The idea was that increased transparency about police stops would not only foster analysis of one of the department’s most crucial tactics for reducing crime, but also would help restore the public’s trust.
Mr. Spitzer’s study reviewed police records known as UF-250s. Officers must fill them out after making forcible stops, including those in which a person is frisked or searched. His report noted that officers did not always fill them out. The form shows the race of the person stopped as well as the reason.
Under a system begun in the spring of 1999, police officials said, forms completed at individual precincts were taken to 1 Police Plaza, where their 50 points of data were gathered. Envisioning a daunting backlog, Mr. Kelly in 2005 directed that the process be decentralized so that the raw data could be recorded quickly, at the precinct level.

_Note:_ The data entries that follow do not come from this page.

PR #2822, opened 2024-08-22
Badge size to correctly display Overflow of characters

shubham1g5:
## Summary

https://dimagi.atlassian.net/browse/SC-3315

## Feature Flag

Custom Icon Badges for modules and forms 

## Product Description

Correctly display an overflow of text for Badge View. 

## Safety Assurance

### Automated test coverage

Mr. Kelly told officials at the Jan. 24 hearing that the data for the remainder of 2003, and for all of 2004 and 2005, would take longer to provide. That is “because it must be compiled manually, rather than in a technologically advanced way,” according to a letter sent Thursday from the Law Department to a plaintiff in the federal case.
“We’ve been patiently waiting for years now,” Councilman Vallone, told Mr. Kelly at the hearing. “We would again request that you give us that information.”
For a time, the police gave the data to the City Council with some regularity. But the frequency of the reports slowed, and in February 2006, the department released data for the third quarter of 2003.
Then, the flow of data stopped. Until yesterday.
But city leaders came under criticism as well for failing to more forcefully demand the data. “The City Council has failed to ensure that the Police Department is producing the reports, as required by the statute,” said Christopher Dunn of the New York Civil Liberties Union. “As a result, it has not been doing any monitoring of stop-and-frisk activity, which was the very point of the statute.”